▶ Brief:
Copy every line of the entries that has the string "zoom" in it.

▶ Dataset excerpts:
PR #2730, opened 2021-08-27
Fix iOS zoom

lucadalli:
Based on the [logs (or lack thereof) produced on iOS](https://github.com/google/model-viewer/issues/2729#issuecomment-907334260) on branch `lucadalli:debug-ios-zoom`, it seems that if two touches happen at the same time, iOS only fires one `touchstart` event 😵🤯

The previous implementation was banking on the fact that each touch fires a `touchstart` event.
These changes should hopefully fix the issue.

### DIFF
--- a/packages/model-viewer/src/three-components/SmoothControls.ts
+++ b/packages/model-viewer/src/three-components/SmoothControls.ts
@@ -176,7 +176,7 @@ export class SmoothControls extends EventDispatcher {
       this.element.style.cursor = 'grab';
       this._interactionEnabled = true;
 
-      this.setTouchActionStyle();
+      this.updateTouchActionStyle();
     }
   }
 
@@ -200,7 +200,7 @@ export class SmoothControls extends EventDispatcher {
       this.touchMode = null;
       this._interactionEnabled = false;
 
-      this.setTouchActionStyle();
+      this.updateTouchActionStyle();
     }
   }
 
@@ -220,7 +220,7 @@ export class SmoothControls extends EventDispatcher {
         this.element.addEventListener('wheel', this.onWheel);
       }
 
-      this.setTouchActionStyle();
+      this.updateTouchActionStyle();
     }
   }
 
@@ -432,7 +432,7 @@ export class SmoothControls extends EventDispatcher {
     this.moveCamera();
   }
 
-  setTouchActionStyle() {
+  updateTouchActionStyle() {
     const {style} = this.element;
 
     if (this._interactionEnabled) {
--- a/packages/model-viewer/src/three-components/SmoothControls.ts
+++ b/packages/model-viewer/src/three-components/SmoothControls.ts
@@ -173,6 +173,8 @@ export class SmoothControls extends EventDispatcher {
           'touchstart', this.onTouchStart, {passive: true});
       element.addEventListener('touchmove', this.onTouchMove, {passive: false});
 
+      element.addEventListener('touchend', this.onTouchEnd);
+
       this.element.style.cursor = 'grab';
       this._interactionEnabled = true;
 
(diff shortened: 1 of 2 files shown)


packages/model-viewer/src/three-components/SmoothControls.ts
```diff
@@ -605,31 +608,37 @@ export class SmoothControls extends EventDispatcher {
 
   private onTouchStart = (event: TouchEvent) => {
     this.onPointerDown(() => {
-      if (event.touches.length === 1) {
-        self.addEventListener('touchend', this.onTouchEnd);
+      const {targetTouches, changedTouches, touches} = event;
+      if (targetTouches.length === changedTouches.length) {
```
lucadalli, line 612: This is how we determine the start of a new interaction, irrespective of the number of touches.
In the case of two touches happening at the same time, Android fires two separate `touchstart` events, each having `targetTouches.length`, `changedTouches.length` equal to `1`.
On the other hand, iOS fires one `touchstart` event. `targetTouches.length` and `changedTouches.length` should both be equal to `2`.

lucadalli, line 612: Determines the start of a new interaction, irrespective of the number of touches.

▶ Your response:
Fix iOS zoom
Based on the [logs (or lack thereof) produced on iOS](https://github.com/google/model-viewer/issues/2729#issuecomment-907334260) on branch `lucadalli:debug-ios-zoom`, it seems that if two touches happen at the same time, iOS only fires one `touchstart` event 😵🤯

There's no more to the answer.